Facebook though, was useful to me as an introduction to how people are communicating these days and I do recommend it - even to my Luddite friends who won’t allow their children anywhere near a computer “because if they start playing on those things, they won’t go outside and play in the sun and the mud and the rain.” Yeah, right. And if you never let them drink a sickly green coolie they’ll never slink off to buy sweets behind your back, either.

But what I think I’ve also discovered is what Facebook isn’t - and it isn’t a business application. Of course I’ve tried to use it for business myself: I put up a group for my blog - This Tourism Week - and some of my personal friends did sign up as members and I do send them a weekly e-mail (through Facebook) that reminds them to go to my blog and read it. But so far nobody’s drifted onto This Tourism Week from Facebook - not according to either my own blog stats or my Google Analytics account.

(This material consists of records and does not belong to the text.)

PR #1478, opened 2022-04-25
Improve distinct/uniq behaviour

buixor:
In the existing implementation, `distinct` effectiveness is directly related to the `cache_size` parameter. The `distinct` parses in "live" the queue of objects to determine the uniqueness. For a scenario such as `crawl-http-non-statics`, this can have a "huge" impact in terms of potential false-positives. This PR adds its own cache to the `distinct` filters, so that it's not impacted by the cache_size.


AlteredCoder (approved):

sabban (approved):
lgtm

PR #1029, opened 2025-02-24
style(agent): drupal code formatting

bduranleau-nr:


agent/fw_drupal8.c
lavarou, line 1: While you're at it, could you add `clang-format off/on` protection around these lines so that they don't break mid-word on auto-format:
https://github.com/newrelic/newrelic-php-agent/blob/1654b33d734cb911350972d86011bc3aeefecfc3/agent/fw_drupal8.c#L766-L767
https://github.com/newrelic/newrelic-php-agent/blob/1654b33d734cb911350972d86011bc3aeefecfc3/agent/fw_drupal8.c#L770-L771
https://github.com/newrelic/newrelic-php-agent/blob/1654b33d734cb911350972d86011bc3aeefecfc3/agent/fw_drupal8.c#L782-L783

agent/fw_drupal_common.h
```diff
@@ -147,23 +147,23 @@ nr_status_t module_invoke_all_parse_module_and_hook_from_strings(
...
- * Purpose: Before an invoke_all style call, adds the hook to that hook states stacks
+ * Purpose: Before an invoke_all style call, adds the hook to that hook states
+ * stacks
  *
- * Params  : 1. A zval holding a copy of the hook invoked, to be managed by the hook
- *              states stacks and freed by nr_drupal_invoke_all_hook_stacks_pop() after the
- *              invoke_all call completes
+ * Params  : 1. A zval holding a copy of the hook invoked, to be managed by the
+ * hook states stacks and freed by nr_drupal_invoke_all_hook_stacks_pop() after
+ * the invoke_all call completes
```
lavarou, line 158: This doesn't seem right. The same file shows `Purpose and `Params` docs strings, that span multiple lines, indented.

bduranleau-nr: I've manually fixed this here: fca6ace05bfc8294c8f017d6d77e743c6ed95ee4
For future reference, the reason for this is not due to a mis-configuration of clang-format. This is due to the line length limit (80 chars) and clang-format not being clever enough to match the indentation style in a docstring like this. These kinds of cases will require manual intervention.

lavarou (approved):

PR #1030, opened 2025-02-25
feat(agent): Drupal hook attribute instrumentation

bduranleau-nr:
Adds support for Drupal Attribute Hooks added in Drupal 11.1.

### DIFF
--- a/agent/fw_drupal8.c
+++ b/agent/fw_drupal8.c
@@ -640,7 +640,6 @@ static bool nr_drupal_hook_attribute_instrument(zval* module_handler) {
           nrl_warning(NRL_FRAMEWORK,
                       "hookImplementationsMap[hook = %s]: invalid value",
                       NRSAFESTR(ZEND_STRING_VALUE(hook_key)));
-          nr_free(hookpath);
           return false;
         }
 
@@ -652,7 +651,6 @@ static bool nr_drupal_hook_attribute_instrument(zval* module_handler) {
             nrl_warning(NRL_FRAMEWORK,
                         "hookImplementationsMap[class = %s]: invalid value",
                         NRSAFESTR(ZEND_STRING_VALUE(class_key)));
-            nr_free(hookpath);
             return false;
           }
 
@@ -665,7 +663,6 @@ static bool nr_drupal_hook_attribute_instrument(zval* module_handler) {
               nrl_warning(NRL_FRAMEWORK,
                           "hookImplementationsMap[method = %s]: invalid value",
                           NRSAFESTR(ZEND_STRING_VALUE(method_key)));
-              nr_free(hookpath);
               return false;
             }
 
--- a/agent/fw_drupal8.c
+++ b/agent/fw_drupal8.c
@@ -645,14 +645,15 @@ static bool nr_drupal_hook_attribute_instrument(zval* module_handler) {
   ZEND_HASH_FOREACH_STR_KEY_VAL(Z_ARRVAL_P(hook_implementation_map), hook_key,
                                 hook_val) {
     if ((NULL == hook_key) || (0 == nr_php_is_zval_valid_array(hook_val))) {
-      nrl_warning(NRL_FRAMEWORK, "hookImplementationsMap[hook]: invalid value");
+      nrl_warning(NRL_FRAMEWORK,
+                  "hookImplementationsMap[hook]: invalid key or value");
       return false;
     }
 
     ZEND_HASH_FOREACH_STR_KEY_VAL(Z_ARRVAL_P(hook_val), class_key, class_val) {
       if ((NULL == class_key) || (0 == nr_php_is_zval_valid_array(class_val))) {
         nrl_warning(NRL_FRAMEWORK,
-                    "hookImplementationsMap[class]: invalid value");
+                    "hookImplementationsMap[class]: invalid key or value");
         return false;
       }
 
@@ -661,7 +662,7 @@ static bool nr_drupal_hook_attribute_instrument(zval* module_handler) {
         if ((NULL == method_key)
             || (0 == nr_php_is_zval_valid_string(module_val))) {
           nrl_warning(NRL_FRAMEWORK,
-                      "hookImplementationsMap[method]: invalid value");
+                      "hookImplementationsMap[method]: invalid key or value");
           return false;
         }
 
--- a/agent/fw_drupal8.c
+++ b/agent/fw_drupal8.c
@@ -673,8 +673,9 @@ static bool nr_drupal_hook_attribute_instrument(zval* module_handler) {
         }
 
         if (0
-            == nr_stricmp(ZEND_STRING_VALUE(class_key),
-                          "Drupal\\Core\\Extension\\ProceduralCall")) {
+            == nr_striendswith(
+                ZEND_STRING_VALUE(class_key), ZEND_STRING_LEN(class_key),
+                NR_PSTR("Drupal\\Core\\Extension\\ProceduralCall"))) {
           hookpath = nr_formatf("%s", ZEND_STRING_VALUE(method_key));
         } else {
           hookpath = nr_formatf("%s::%s", ZEND_STRING_VALUE(class_key),
--- a/agent/fw_drupal8.c
+++ b/agent/fw_drupal8.c
@@ -609,11 +609,122 @@ NR_PHP_WRAPPER_END
 #endif  // OAPI
 
 /*
+ * Purpose: Instrument Drupal Attribute Hooks for Drupal 11.1+
+ *
+ * Params: 1. A zval pointer to the moduleHandler instance in use by Drupal.
+ *
+ * Return: bool
+ *
+ */
+static bool nr_drupal_hook_attribute_instrument(zval* module_handler) {
+  zval* hook_implementation_map = NULL;
+
+  nr_php_string_hash_key_t* hook_key = NULL;
+  zval* hook_val = NULL;
+  nr_php_string_hash_key_t* class_key = NULL;
+  zval* class_val = NULL;
+  nr_php_string_hash_key_t* method_key = NULL;
+  zval* module_val = NULL;
+  zend_ulong key_num = 0;
+
+  char* hook_str = NULL;
+  char* class_str = NULL;
+  char* method_str = NULL;
+  char* module_str = NULL;
+  char* hookpath = NULL;
+
+  hook_implementation_map = nr_php_get_zval_object_property(
+      module_handler, "hookImplementationsMap");
+  if (hook_implementation_map) {
+    if (nr_php_is_zval_valid_array(hook_implementation_map)) {
+      ZEND_HASH_FOREACH_KEY_VAL(Z_ARRVAL_P(hook_implementation_map), key_num,
+                                hook_key, hook_val) {
+        (void)key_num;
+        if ((NULL == hook_key) || (0 == nr_php_is_zval_valid_array(hook_val))) {
+          nrl_warning(NRL_FRAMEWORK,
+                      "hookImplementationsMap[hook = %s]: invalid value",
+                      NRSAFESTR(ZEND_STRING_VALUE(hook_key)));
+          return false;
+        }
+
+        ZEND_HASH_FOREACH_KEY_VAL(Z_ARRVAL_P(hook_val), key_num, class_key,
+                                  class_val) {
+          (void)key_num;
+          if ((NULL == class_key)
+              || (0 == nr_php_is_zval_valid_array(class_val))) {
+            nrl_warning(NRL_FRAMEWORK,
+                        "hookImplementationsMap[class = %s]: invalid value",
+                        NRSAFESTR(ZEND_STRING_VALUE(class_key)));
+            return false;
+          }
+
+          ZEND_HASH_FOREACH_KEY_VAL(Z_ARRVAL_P(class_val), key_num, method_key,
+                                    module_val) {
+            (void)key_num;
+
+            nr_free(hook_str);
+            nr_free(class_str);
+            nr_free(method_str);
+            nr_free(module_str);
+            nr_free(hookpath);
+
+            if ((NULL == method_key)
+                || (0 == nr_php_is_zval_valid_string(module_val))) {
+              nrl_warning(NRL_FRAMEWORK,
+                          "hookImplementationsMap[method = %s]: invalid value",
+                          NRSAFESTR(ZEND_STRING_VALUE(method_key)));
+              return false;
+            }
+
+            hook_str = nr_strdup(ZEND_STRING_VALUE(hook_key));
+            class_str = nr_strdup(ZEND_STRING_VALUE(class_key));
+            method_str = nr_strdup(ZEND_STRING_VALUE(method_key));
+            module_str = nr_strdup(Z_STRVAL_P(module_val));
+
+            if (0
+                == nr_stricmp(ZEND_STRING_VALUE(class_key),
+                              "Drupal\\Core\\Extension\\ProceduralCall")) {
+              hookpath = nr_formatf("%s", method_str);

And then there’s this, too: ABSA Bank created a Facebook account in an attempt, I suppose, to draw the youngsters in as customers. It’s got a funky “Put Your Best Foot Forward” graphic and if you tell us how to put our best foots forward, you can even win a Macbook - the ultimate in e-cool.

But I think the whole thing’s more of an exercise in putting your corporate foot in your mouth - especially when you see comments like this one (on ABSA’s Facebook Wall) from a young South African named Alistair Fairweather: “Remember ‘My bank is my elbow’ and ‘My bank is my ringworm’ and all that rubbish? Ahhh - they don’t make payoff lines like those beauties any more.

“There’s nothing sadder than a bunch of money grubbing corporate bankers trying to play it cool with the kids.”

And that, I’m afraid, is pretty much the best and most incisive commentary you’re likely to read as far as business on Facebook is concerned.

Sure - it works sometimes. Especially when it comes to people’s social lives. Cafe Havana in Mossel Bay, for instance, couldn’t understand why their regular Friday night crowd doubled one week - until they found out that the DJ they’d brought in from neighbouring George had mailed all his Facebook friends to say that he’d be playing there that night.

But that, I think, is it as far as Facebook as a business tool is concerned.

Which isn’t to say that that Web 2-point-Oh isn’t a business tool, by the way - far from it.

It simply means that there’s a moer of a lot more to Web 2-point-Oh than one over-hyped and over-sexed social networking site.